Information supplied:
↓↓↓

PR #3704, opened 2022-03-07
fix: trial rendezvous timeout should just warn

stoksc:
## Description
In 0.17.0 (push arch) we had a regression such that failing to rendezvous after 10m would cause a failure rather than just a warning. This PR comprises 2 small changes. First, the behavior is reverted back to the old. Second, the deadline does not start until the first connection to avoid spurious warnings for things such as long start up scripts. Both are done rather than just the second since for k8s the kill resulting from not suppressing the error could still be incorrect.

## Test Plan
- [ ] add a release note, at least

## Checklist

### DIFF
--- a/master/internal/task/allocation.go
+++ b/master/internal/task/allocation.go
@@ -328,7 +328,6 @@ func (a *Allocation) ResourcesAllocated(ctx *actor.Context, msg sproto.Resources
 
 	if a.req.DoRendezvous {
 		a.rendezvous = NewRendezvous(a.model.AllocationID, a.reservations)
-		a.rendezvous.PreStart(ctx)
 	}
 
 	if cfg := a.req.IdleTimeout; cfg != nil {
--- a/master/internal/task/allocation.go
+++ b/master/internal/task/allocation.go
@@ -215,7 +215,12 @@ func (a *Allocation) Receive(ctx *actor.Context) error {
 			}
 			return nil
 		}
-		if err := a.rendezvous.ReceiveMsg(ctx); err != nil {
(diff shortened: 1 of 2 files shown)


master/internal/task/allocation.go
```diff
@@ -215,7 +215,12 @@ func (a *Allocation) Receive(ctx *actor.Context) error {
 			}
 			return nil
 		}
-		if err := a.rendezvous.ReceiveMsg(ctx); err != nil {
+		switch err := a.rendezvous.ReceiveMsg(ctx).(type) {
+		case nil:
+			return nil
+		case ErrTimeoutExceeded:
```
stoksc, line 221: I did check similar code, but preemption should _not_ ignore ErrTimeoutExceeded

ioga (commented):
is it possible *not* erroring out will cause indefinite hangs in some situations? thinking about xxxx complaining about their experiment freezes.

stoksc:
@ioga i think that's pretty unlikely, but this is just restoring the original behavior because this could totally happen with k8s without the scheduler plugin, so i think it has to be this way until with want to swap out this behavior in that case.

stoksc:
i mean, it's possible, but i don't think it's the job of the rendezvous timeout to catch indefinite hangs, except those with rendezvous, and those would be very unlikely i tihnk.

stoksc:
like, maybe you could see this if you did `sleep 10*DET_RANK_ID` in your startup script, haha.

stoksc:
landed through failing python tests that are fixed upstream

↑↑↑

Your output must be one number: how many lines of the listing include "until".

2